Based in part on your own preferred style of GMing, try to go by the majority of players’ preference, and talk to those in the minority about how the experience could be more enjoyable to them. Some players might want to focus more on the game because they’re the “newbie” of the group, and feel left out of most of the conversations or inside jokes.  Others might prefer the social aspects of gaming because they feel incompetent at the game, or aren’t really engaged in their character or the story.  Talk to your players, or if you’re a player talk to your GM, and nip such disagreements or feelings of alienation in the bud before they cause real, lasting drama.

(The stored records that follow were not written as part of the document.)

PR #2284, opened 2026-08-05
fix(transcoder): preserve frames and keyframe cadence across track changes

getroot:
## Problem

On a scheduled channel rotating items with different resolutions, video segments come out as 4.033s or 4.067s instead of a constant 4.000s, and the video keyframe positions drift by one frame per item transition.

With `KeyFrameIntervalType` set to `time`, every CUE/SCTE-35 marker is rejected with "Duration of the marker must be greater than 50000ms", and the event insertion lead grows to tens of seconds.

## Solution

- The FPS filter parks the last frame until its successor arrives. When an input format change replaces the filter, that frame was silently dropped and the new instance lost the output slot position, leaving a one-frame hole per transition. The outgoing filter now flushes the parked frame downstream, and the new instance inherits the slot position so a frame lost around the swap is refilled.
- A reinitialized codec session opens with an immediate keyframe, which permanently shifts the keyframe cadence. On a track change the encoder is now armed to force one keyframe where the previous cadence would have produced one: FRAME mode mirrors the codec's own frame counting, TIME mode projects from the last output keyframe timestamp.
- The stream-level special case that tore down and recreated a specific hardware encoder on every track change is removed. It discarded the frames still queued inside the encoder each time; an encoder that must reinitialize its codec session on an input change detects it per frame on its own thread (`NeedReinitForFrame`), which flushes the codec downstream and continues with the same queue.
- `MediaTrack::GetKeyframeIntervalDurationMs()` treated a TIME-mode interval, which is already milliseconds, as a frame count. It is now interval-type aware, fixing the marker gap validation, the event insertion lead, and the alignment warning at once. The duplicated conversion inside the marker box was replaced with this helper.
- Removed `FMP4MarkerSyncTest.ForcedCompletionSettlesPendingMarkerCut`: after a forced completion the adaptive pacing target drops below zero and the next keyframe cuts a segment either way, so the scenario it asserts is not observable from the outside.

## Test

- Unit: 11 tests added (`FilterFpsTest` x5, `KeyframeGridRestoreTest` x5, `TimeModeKeyframeIntervalGapValidation`). The gap validation test was confirmed failing before the fix and passing after. Full suite passes except the pre-existing `FilterLavfiResampler.MismatchedFrameDoesNotDisableFilter` failure, which is unrelated to this change.
- E2E: a scheduled channel rotating two 10s VOD items (1080p and 360p sources) encoded with x264 1080p30, keyint 30, LLHLS 4s segments, run for 95 seconds. Pass condition: every video segment is exactly 4.000s, the output keyframe interval map is perfectly regular, and exactly one cadence restore fires per item transition. Before the fix, segments alternate 4.033/4.067 and one frame is lost per transition.

### DIFF
--- a/src/base/info/media_track.cpp
+++ b/src/base/info/media_track.cpp
@@ -834,6 +834,13 @@ double MediaTrack::GetKeyFrameInterval() const
 
 double MediaTrack::GetKeyframeIntervalDurationMs() const
 {
+	// A TIME interval is already milliseconds, and it only ever comes from the
+	// configuration; the resolved getter falls back to a measured frame count
+	if (GetKeyFrameIntervalTypeByConfig() == cmn::KeyFrameIntervalType::TIME)
+	{
+		return GetKeyFrameIntervalByConfig();
+	}
+
 	double keyframe_interval = std::ceil(GetKeyFrameInterval());
 	double framerate = std::ceil(GetFrameRate());
 
--- a/src/base/modules/marker/marker_box.cpp
+++ b/src/base/modules/marker/marker_box.cpp
@@ -709,13 +709,9 @@ double MarkerBox::GetActualTargetSegmentDurationMs() const
 
 	// Video can only cut at keyframes, so its real cadence is the target rounded
 	// up to the keyframe interval; the interval may be unknown (0) at this point
-	if (segment_info->media_type == cmn::MediaType::Video && segment_info->framerate > 0)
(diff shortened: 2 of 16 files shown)


Keukhan (approved):
There's nothing I'm particularly worried about. I do have some concern about the process of sending all the frames flushed from the FPS filter over to the Scaler filter for its flush, but I think we'll need to test that once this feature is developed. When merging into Enterprise, please make sure the changes are applied to the NVIDIA and NETINT codecs as well.

LGTM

Reducing Player Tension: Uneven Relationships

Finally, we come to the most basic source of tension between players, and it often has nothing to do with the game itself.  When game groups are formed of mixes of different friends who don’t all know each other equally well, there can be a pseudo-tribalism that takes place wherein players side (or are perceived to side) with the people they know best in a dispute, or when making a decision that would benefit one player over another.  This can get especially problematic if someone who is supposed to be neutral does it, like the GM.

calvin_arguingBecause this comes down to personality of players involved more than any of the other sources of tension, there’s not a whole lot that can be done about it except doing your best to treat each other with respect, honesty, and fairness.  Be self-aware and recognize if you’re exhibiting bias in a way that actually impacts another person’s enjoyment of the game.  However, if a player continually accuses others of granting another player an advantage “because you’re friends” or “because you’re dating/married,” remind them that it’s just a game, and straining real friendships isn’t worth the drama. If the negative attitude persists, it might be time to privately inform them that perhaps they would have a better experience at another table.

No one is perfect, and both GMs and players should be aware of their mistakes and work to fix them.  But ultimately, there is a level of maturity that should be expected and enacted by all people involved, and if one person is ruining the experience for others, and mediation or intervention fails, the best way to reduce tension may just be to go your separate ways, as far as this particular hobby is concerned.